> **WHAT IS REQUIRED**
I would like the listing below retyped exactly, line by line.

== Segment start ==

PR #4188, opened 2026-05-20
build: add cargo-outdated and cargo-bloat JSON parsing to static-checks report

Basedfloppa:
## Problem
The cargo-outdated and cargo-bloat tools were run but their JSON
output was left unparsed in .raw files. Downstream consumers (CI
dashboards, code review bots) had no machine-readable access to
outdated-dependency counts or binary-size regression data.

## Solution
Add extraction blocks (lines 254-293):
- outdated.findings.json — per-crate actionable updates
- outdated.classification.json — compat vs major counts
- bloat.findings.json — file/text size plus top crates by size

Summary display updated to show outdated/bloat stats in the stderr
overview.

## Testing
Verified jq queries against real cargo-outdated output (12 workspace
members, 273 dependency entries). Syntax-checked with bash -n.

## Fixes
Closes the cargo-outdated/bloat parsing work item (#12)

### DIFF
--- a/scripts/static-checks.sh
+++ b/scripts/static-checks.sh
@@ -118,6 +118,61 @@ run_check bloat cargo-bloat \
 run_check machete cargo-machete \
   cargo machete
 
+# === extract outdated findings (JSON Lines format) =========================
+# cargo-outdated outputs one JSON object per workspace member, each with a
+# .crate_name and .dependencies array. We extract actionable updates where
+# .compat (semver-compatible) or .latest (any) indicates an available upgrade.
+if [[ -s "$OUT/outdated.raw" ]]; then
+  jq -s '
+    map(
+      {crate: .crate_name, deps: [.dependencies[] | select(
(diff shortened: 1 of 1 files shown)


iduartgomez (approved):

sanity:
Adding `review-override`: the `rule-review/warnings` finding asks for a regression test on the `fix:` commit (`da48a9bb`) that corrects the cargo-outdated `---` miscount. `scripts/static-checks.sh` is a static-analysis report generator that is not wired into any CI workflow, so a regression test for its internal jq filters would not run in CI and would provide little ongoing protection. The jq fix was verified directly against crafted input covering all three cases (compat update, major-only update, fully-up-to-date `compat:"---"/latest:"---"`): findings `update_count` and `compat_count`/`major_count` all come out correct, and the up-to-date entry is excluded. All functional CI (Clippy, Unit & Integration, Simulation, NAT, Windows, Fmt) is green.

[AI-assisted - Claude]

== Segment end ==

> **REPLY**
PR #4188, opened 2026-05-20
build: add cargo-outdated and cargo-bloat JSON parsing to static-checks report

Basedfloppa:
## Problem
The cargo-outdated and cargo-bloat tools were run but their JSON
output was left unparsed in .raw files. Downstream consumers (CI
dashboards, code review bots) had no machine-readable access to
outdated-dependency counts or binary-size regression data.

## Solution
Add extraction blocks (lines 254-293):
- outdated.findings.json — per-crate actionable updates
- outdated.classification.json — compat vs major counts
- bloat.findings.json — file/text size plus top crates by size

Summary display updated to show outdated/bloat stats in the stderr
overview.

## Testing
Verified jq queries against real cargo-outdated output (12 workspace
members, 273 dependency entries). Syntax-checked with bash -n.

## Fixes
Closes the cargo-outdated/bloat parsing work item (#12)

### DIFF
--- a/scripts/static-checks.sh
+++ b/scripts/static-checks.sh
@@ -118,6 +118,61 @@ run_check bloat cargo-bloat \
 run_check machete cargo-machete \
   cargo machete
 
+# === extract outdated findings (JSON Lines format) =========================
+# cargo-outdated outputs one JSON object per workspace member, each with a
+# .crate_name and .dependencies array. We extract actionable updates where
+# .compat (semver-compatible) or .latest (any) indicates an available upgrade.
+if [[ -s "$OUT/outdated.raw" ]]; then
+  jq -s '
+    map(
+      {crate: .crate_name, deps: [.dependencies[] | select(
(diff shortened: 1 of 1 files shown)


iduartgomez (approved):

sanity:
Adding `review-override`: the `rule-review/warnings` finding asks for a regression test on the `fix:` commit (`da48a9bb`) that corrects the cargo-outdated `---` miscount. `scripts/static-checks.sh` is a static-analysis report generator that is not wired into any CI workflow, so a regression test for its internal jq filters would not run in CI and would provide little ongoing protection. The jq fix was verified directly against crafted input covering all three cases (compat update, major-only update, fully-up-to-date `compat:"---"/latest:"---"`): findings `update_count` and `compat_count`/`major_count` all come out correct, and the up-to-date entry is excluded. All functional CI (Clippy, Unit & Integration, Simulation, NAT, Windows, Fmt) is green.

[AI-assisted - Claude]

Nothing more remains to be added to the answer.